======== Material shown

PR #24967, opened 2023-10-03
Shopify allow use of customer creation and update

BernhardKloibmueller:
We would like to make a custom mapping with different fields to identify existing customers and decide based on them to create a new customer from a shopify customer.

Since the enum "Shpfy Customer Mapping" is extensible we thought this should be possible,
Unfortunately the codeunits for creating and updating customers are only accessible internally and there is no other interface to change a customer based on shopify data.

We would like to avoid writing our own Create Customer and Update Customer codeunits just because they are only internal allowed. From our point of view there is no particular reason to not allow these codeunits to be used by an extension.

If we understood the usage of a codeunit wrong I would accept any clarification.
Thank you in advance.

### DIFF
--- a/Apps/W1/Shopify/app/src/Customer/Codeunits/ShpfyCustomerImport.Codeunit.al
+++ b/Apps/W1/Shopify/app/src/Customer/Codeunits/ShpfyCustomerImport.Codeunit.al
@@ -3,8 +3,6 @@
 /// </summary>
 codeunit 30117 "Shpfy Customer Import"
 {
-    Access = Internal;
-
     trigger OnRun()
     var
         CustomerAddress: Record "Shpfy Customer Address";
@@ -49,12 +47,12 @@ codeunit 30117 "Shpfy Customer Import"
     /// Get Customer.
     /// </summary>
     /// <param name="ShopifyCustomerResult">Parameter of type Record "Shopify Customer".</param>
-    internal procedure GetCustomer(var ShopifyCustomerResult: Record "Shpfy Customer")
+    procedure GetCustomer(var ShopifyCustomerResult: Record "Shpfy Customer")
     begin
         ShopifyCustomerResult := ShopifyCustomer;
     end;
 
-    internal procedure SetAllowCreate(Value: Boolean)
+    procedure SetAllowCreate(Value: Boolean)
     begin
         AllowCreate := Value;
     end;
@@ -63,7 +61,7 @@ codeunit 30117 "Shpfy Customer Import"
     /// Set Customer.
     /// </summary>
     /// <param name="Id">Parameter of type BigInteger.</param>
-    internal procedure SetCustomer(Id: BigInteger)
+    procedure SetCustomer(Id: BigInteger)
     begin
         if Id <> 0 then begin
             Clear(ShopifyCustomer);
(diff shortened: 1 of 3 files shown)


BernhardKloibmueller:
@microsoft-github-policy-service agree company="NAVAX Consulting GmbH"

Apps/W1/Shopify/app/src/Customer/Codeunits/ShpfyCustomerImport.Codeunit.al
```diff
@@ -49,12 +47,12 @@ codeunit 30117 "Shpfy Customer Import"
...
     /// </summary>
     /// <param name="ShopifyCustomerResult">Parameter of type Record "Shopify Customer".</param>
-    internal procedure GetCustomer(var ShopifyCustomerResult: Record "Shpfy Customer")
+    procedure GetCustomer(var ShopifyCustomerResult: Record "Shpfy Customer")
     begin
         ShopifyCustomerResult := ShopifyCustomer;
     end;
 
-    internal procedure SetAllowCreate(Value: Boolean)
+    procedure SetAllowCreate(Value: Boolean)
```
pri-kise, line 55: we should have a good documentation for all procedures that aren't marked as internal.

pri-kise:
@BernhardKloibmueller could you maybe add a small example (code draft) for the extensibility?

I try to understand how we can improve the following documentation:
https://learn.microsoft.com/en-us/dynamics365/business-central/dev-itpro/developer/devenv-extending-shopify

with this new extensiblity.

pri-kise:
Additionally I'm not sure if you should simple remove the Internal property.

Maybe we should make use of the facade pattern and add new codeunits for this reason.

@JesperSchulz  and @AndreiPanko  for help on this.

AndreiPanko:
This is a difficult one.
I agree that it is unfortunate that while "Shpfy Customer Mapping"  is extensible, this is not used in Create/Map loggic. So new options would not make any different.

Would be great to see PR that replaces the current implementation with extensible one. That's of course more work.

Usually functions of extension are not available from outside and I would prefer to keep it this way to reduce surface. However I don't see why not to expose some of the methods via facade pattern we have (see modules in system app). 
For example I'm reluctant to open SetShop method as it is not really needed as shopify customer record now have reference to shop.

BernhardKloibmueller:
@AndreiPanko @pri-kise 
Thank you for the responses.

Then I will not make any more updates until you decide how to proceed with the topic.
When you confirm it, then I will do the changes in this PR

What would we like to achieve in detail:
We want not to reuse customers existing in business central for shopify mapping. we only want to create new customers in business central. This is because our customer has already a custom webshop with many different benefit systems which should not interfere. This behavior we now could achieve with one of the existing events which is used in the E-Mail mapping option.

But we needed to refuse a feature because we could not implement it yet. This was Mapping based on if the customer was created by shopify itself. This we wanted to make possible with the interface.

@pri-kise :
Regarding the documentation:
At them moment this is missing the customer events completely. Maybe you can add an example to fill additional customer data.

for example something like this:
```
    [EventSubscriber(ObjectType::Codeunit, Codeunit::"Shpfy Customer Events", OnAfterCreateCustomer, '', false, false)]
    local procedure OnAfterCreateCustomer(Shop: Record "Shpfy Shop"; var ShopifyCustomerAddress: Record "Shpfy Customer Address"; var Customer: Record Customer);
    begin
        Customer."House Number" := GetHouseNumberFormAddress(ShopifyCustomerAddress."Address 1");
        Customer."Street" := GetStreetNameFormAddress(ShopifyCustomerAddress."Address 1");
        Customer.CalculateAddressFromStreetAndHouseNumber();
        Customer.Modify(false);

        ShopifyCustomerAddress."Address 1" := Customer.Address;
        ShopifyCustomerAddress.Modify(false);
    end;
```

Is this helpful or do you need more?
Thank you all in advance.

onbuyuka:
Not planned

================

#### [Exercise prompt]
Output the records in full. Match them exactly.

#### [Written response]
PR #24967, opened 2023-10-03
Shopify allow use of customer creation and update

BernhardKloibmueller:
We would like to make a custom mapping with different fields to identify existing customers and decide based on them to create a new customer from a shopify customer.

Since the enum "Shpfy Customer Mapping" is extensible we thought this should be possible,
Unfortunately the codeunits for creating and updating customers are only accessible internally and there is no other interface to change a customer based on shopify data.

We would like to avoid writing our own Create Customer and Update Customer codeunits just because they are only internal allowed. From our point of view there is no particular reason to not allow these codeunits to be used by an extension.

If we understood the usage of a codeunit wrong I would accept any clarification.
Thank you in advance.

### DIFF
--- a/Apps/W1/Shopify/app/src/Customer/Codeunits/ShpfyCustomerImport.Codeunit.al
+++ b/Apps/W1/Shopify/app/src/Customer/Codeunits/ShpfyCustomerImport.Codeunit.al
@@ -3,8 +3,6 @@
 /// </summary>
 codeunit 30117 "Shpfy Customer Import"
 {
-    Access = Internal;
-
     trigger OnRun()
     var
         CustomerAddress: Record "Shpfy Customer Address";
@@ -49,12 +47,12 @@ codeunit 30117 "Shpfy Customer Import"
     /// Get Customer.
     /// </summary>
     /// <param name="ShopifyCustomerResult">Parameter of type Record "Shopify Customer".</param>
-    internal procedure GetCustomer(var ShopifyCustomerResult: Record "Shpfy Customer")
+    procedure GetCustomer(var ShopifyCustomerResult: Record "Shpfy Customer")
     begin
         ShopifyCustomerResult := ShopifyCustomer;
     end;
 
-    internal procedure SetAllowCreate(Value: Boolean)
+    procedure SetAllowCreate(Value: Boolean)
     begin
         AllowCreate := Value;
     end;
@@ -63,7 +61,7 @@ codeunit 30117 "Shpfy Customer Import"
     /// Set Customer.
     /// </summary>
     /// <param name="Id">Parameter of type BigInteger.</param>
-    internal procedure SetCustomer(Id: BigInteger)
+    procedure SetCustomer(Id: BigInteger)
     begin
         if Id <> 0 then begin
             Clear(ShopifyCustomer);
(diff shortened: 1 of 3 files shown)


BernhardKloibmueller:
@microsoft-github-policy-service agree company="NAVAX Consulting GmbH"

Apps/W1/Shopify/app/src/Customer/Codeunits/ShpfyCustomerImport.Codeunit.al
```diff
@@ -49,12 +47,12 @@ codeunit 30117 "Shpfy Customer Import"
...
     /// </summary>
     /// <param name="ShopifyCustomerResult">Parameter of type Record "Shopify Customer".</param>
-    internal procedure GetCustomer(var ShopifyCustomerResult: Record "Shpfy Customer")
+    procedure GetCustomer(var ShopifyCustomerResult: Record "Shpfy Customer")
     begin
         ShopifyCustomerResult := ShopifyCustomer;
     end;
 
-    internal procedure SetAllowCreate(Value: Boolean)
+    procedure SetAllowCreate(Value: Boolean)
```
pri-kise, line 55: we should have a good documentation for all procedures that aren't marked as internal.

pri-kise:
@BernhardKloibmueller could you maybe add a small example (code draft) for the extensibility?

I try to understand how we can improve the following documentation:
https://learn.microsoft.com/en-us/dynamics365/business-central/dev-itpro/developer/devenv-extending-shopify

with this new extensiblity.

pri-kise:
Additionally I'm not sure if you should simple remove the Internal property.

Maybe we should make use of the facade pattern and add new codeunits for this reason.

@JesperSchulz  and @AndreiPanko  for help on this.

AndreiPanko:
This is a difficult one.
I agree that it is unfortunate that while "Shpfy Customer Mapping"  is extensible, this is not used in Create/Map loggic. So new options would not make any different.

Would be great to see PR that replaces the current implementation with extensible one. That's of course more work.

Usually functions of extension are not available from outside and I would prefer to keep it this way to reduce surface. However I don't see why not to expose some of the methods via facade pattern we have (see modules in system app). 
For example I'm reluctant to open SetShop method as it is not really needed as shopify customer record now have reference to shop.

BernhardKloibmueller:
@AndreiPanko @pri-kise 
Thank you for the responses.

Then I will not make any more updates until you decide how to proceed with the topic.
When you confirm it, then I will do the changes in this PR

What would we like to achieve in detail:
We want not to reuse customers existing in business central for shopify mapping. we only want to create new customers in business central. This is because our customer has already a custom webshop with many different benefit systems which should not interfere. This behavior we now could achieve with one of the existing events which is used in the E-Mail mapping option.

But we needed to refuse a feature because we could not implement it yet. This was Mapping based on if the customer was created by shopify itself. This we wanted to make possible with the interface.

@pri-kise :
Regarding the documentation:
At them moment this is missing the customer events completely. Maybe you can add an example to fill additional customer data.

for example something like this:
```
    [EventSubscriber(ObjectType::Codeunit, Codeunit::"Shpfy Customer Events", OnAfterCreateCustomer, '', false, false)]
    local procedure OnAfterCreateCustomer(Shop: Record "Shpfy Shop"; var ShopifyCustomerAddress: Record "Shpfy Customer Address"; var Customer: Record Customer);
    begin
        Customer."House Number" := GetHouseNumberFormAddress(ShopifyCustomerAddress."Address 1");
        Customer."Street" := GetStreetNameFormAddress(ShopifyCustomerAddress."Address 1");
        Customer.CalculateAddressFromStreetAndHouseNumber();
        Customer.Modify(false);

        ShopifyCustomerAddress."Address 1" := Customer.Address;
        ShopifyCustomerAddress.Modify(false);
    end;
```

Is this helpful or do you need more?
Thank you all in advance.

onbuyuka:
Not planned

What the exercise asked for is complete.